SanDisk’s recent operating results have backed up the analyst optimism. The company reported record fiscal Q3 2026 revenue, up 251% year over year, and datacenter revenue that rose 233% sequentially. The firm also secured five multi-year, AI-focused supply agreements with a total value of about $42 billion. For the current quarter, SanDisk provided revenue guidance in a range of $7.75 billion to $8.25 billion.
Market conditions were broadly supportive but muted on the day: the S&P 500 gained about 0.2%, the Dow Jones rose roughly 0.7% and the NASDAQ was up around 0.1%.
The confluence of a Street-high target from Susquehanna, earlier upgrades from Barclays and Mizuho, and SanDisk’s strong reported fundamentals has helped sustain upward pressure on the shares.

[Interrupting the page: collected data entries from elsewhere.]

PR #1006, opened 2024-03-08
DDFFORM 369

LasseStaus:
#### Link to issue

[DDFFORM-369](https://reload.atlassian.net/browse/DDFFORM-369)

This is connected to [CMS PR](https://github.com/danskernesdigitalebibliotek/dpl-cms/pull/867)

#### Description

This PR adds an optional materialType field to all components currently using the recommendedMaterial for displaying materials. 

Remember to read the commit messages and consider any question specified there. 

_Current styling for the material Grids are only in develop, which is not merged onto form-sprint-8_

Consider the used type casting. I was not sure what alternative to this there was. 

Consider wether the combined type in materialGrid `MaterialGridItemProps`should be a general type and used for all components using recommendedMaterial, or if the current implmenetation is better. I am still unsure about this, but i decided to initiately use this as i found it "cleaner".

### DIFF
--- a/src/apps/material-grid/manual/MaterialGridManual.dev.tsx
+++ b/src/apps/material-grid/manual/MaterialGridManual.dev.tsx
@@ -10,6 +10,41 @@ import MaterialGridManual, {
   MaterialGridManualEntryProps
 } from "./MaterialGridManual.entry";
 
+// 31 materials. Intentionally not using 32 in order to demonstrate the
+// logic for only displaying intervals of 4 materials.
+const materials = [
+  { wid: "work-of:870970-basis:25660722", materialType: "bog" },
+  { wid: "work-of:870970-basis:22383590", materialType: "e-bog" },
+  { wid: "work-of:870970-basis:25932625", materialType: "film" },
+  { wid: "work-of:870970-basis:26264340", materialType: "musik (online)" },
+  { wid: "work-of:870970-basis:52646251", materialType: "lydbog" },
+  { wid: "work-of:870970-basis:26856353", materialType: "artikel" },
+  { wid: "work-of:870970-basis:27275745", materialType: "tegneserie (online)" },
+  { wid: "work-of:870970-basis:22383590", materialType: "tidsskrift" },
+  { wid: "work-of:870970-basis:29788596", materialType: "cd" },
+  { wid: "work-of:870970-basis:52646251", materialType: "podcast" },
+  { wid: "work-of:870970-basis:50689360", materialType: "film (online)" },
+  { wid: "work-of:870970-basis:22383590", materialType: "lydbog (cd-mp3)" },
+  { wid: "work-of:870970-basis:46510534", materialType: "artikel (online)" },
+  { wid: "work-of:870970-basis:134877804", materialType: "tegneserie" },
+  { wid: "work-of:870970-basis:54129807", materialType: "tidsskrift (online)" },
+  { wid: "work-of:870970-basis:52646251", materialType: "billedbog" },
+  { wid: "work-of:870970-basis:25660722", materialType: "billedbog (online)" },
+  { wid: "work-of:870970-basis:25932625", materialType: "lydbog (online)" },
+  { wid: "work-of:870970-basis:26264340", materialType: "musik (online)" },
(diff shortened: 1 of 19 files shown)


src/apps/material/helper.ts
```diff
@@ -454,6 +457,35 @@ export const useGetHoldings = ({
...
 
+export const getManifestationBasedOnType = (
+  work: Work,
+  materialType: DisplayMaterialType
+): Manifestation => {
+  const { bestRepresentation, all } = work.manifestations;
+
+  // Retrieves the material type of the best representation.
+  const bestRepresentationMaterialType =
+    getManifestationMaterialTypes(bestRepresentation);
```
kasperg, line 468: Consider this level of commenting. 

You are basicly writing out in plain english what the following line of code does even though it is not very complex.

src/apps/material/helper.ts
```diff
@@ -454,6 +457,35 @@ export const useGetHoldings = ({
...
+
+  // Checks if the best representation matches the desired material type.
+  if (materialType === bestRepresentationMaterialType) {
+    return bestRepresentation;
+  }
+
+  // Filters and sorts the manifestations if the best representation does not match.
+  const filteredByType = filterManifestationsByType(materialType, all);
+  const sortedByYear = orderManifestationsByYear(filteredByType);
```
kasperg, line 477: Consider dropping the explicit ordering.


`filterManifestationsByType()` already does ordering by year (even though it is not evident by the title). You replace the ordering by a comment.

src/apps/material/helper.ts
```diff
@@ -454,6 +457,35 @@ export const useGetHoldings = ({
...
+
+  // Returns the newest manifestation based on type if available.
+  const newestManifestationBasedOnType = sortedByYear[0];
+  if (newestManifestationBasedOnType) {
```
kasperg, line 481: Consider using `first()` from lodash instead of `[0]`.

[I have described why in Zulip](https://reload.zulipchat.com/#narrow/stream/240325-DDF/topic/.5B0.5D.20.3D.3E.20_.2Ehead.28.29/near/339889428) but I see that you have implemented a check which is good.

src/apps/recommended-material/RecommendedMaterial.dev.tsx
```diff
@@ -17,6 +18,10 @@ export default {
       defaultValue: "work-of:870970-basis:136336282",
       control: { type: "text" }
     },
+    materialType: {
+      defaultValue: "bog",
+      control: { type: "select", options: DisplayMaterialTypeOptions }
+    },
```
kasperg, line 24: Consider adding a story without a preselected material type to showcase the consequences of using this.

Analysts and investors cited the company’s positioning in AI-related memory solutions, along with a constrained NAND supply backdrop, as key elements behind the recent price action.
Context and drivers
- Susquehanna’s price-target increase to $3,250 represents the new highest Street target and was paired with a Positive rating.
- Barclays set a $2,300 target and noted a contracting model that should provide a roughly $42 billion minimum revenue floor.
- Mizuho raised its target to $1,825, maintained an Outperform rating, and forecasted continued memory undersupply of 30% to 50% for 2026 and 2027.
- SanDisk reported record fiscal Q3 2026 results and announced five multi-year AI supply agreements totaling about $42 billion, while guiding Q4 revenue between $7.75 billion and $8.25 billion.
These items collectively formed a reinforcing dynamic for the stock, as analyst upgrades and company milestones converged on the same themes of AI-driven demand and tight supply conditions in memory markets.
What to watch
- How market reaction to analyst price-target changes evolves in the coming sessions.
- Any further company disclosures or confirmations related to the multi-year AI supply agreements and subsequent revenue recognition.
- Macro and industry indicators that could affect NAND supply dynamics and high-bandwidth memory pricing.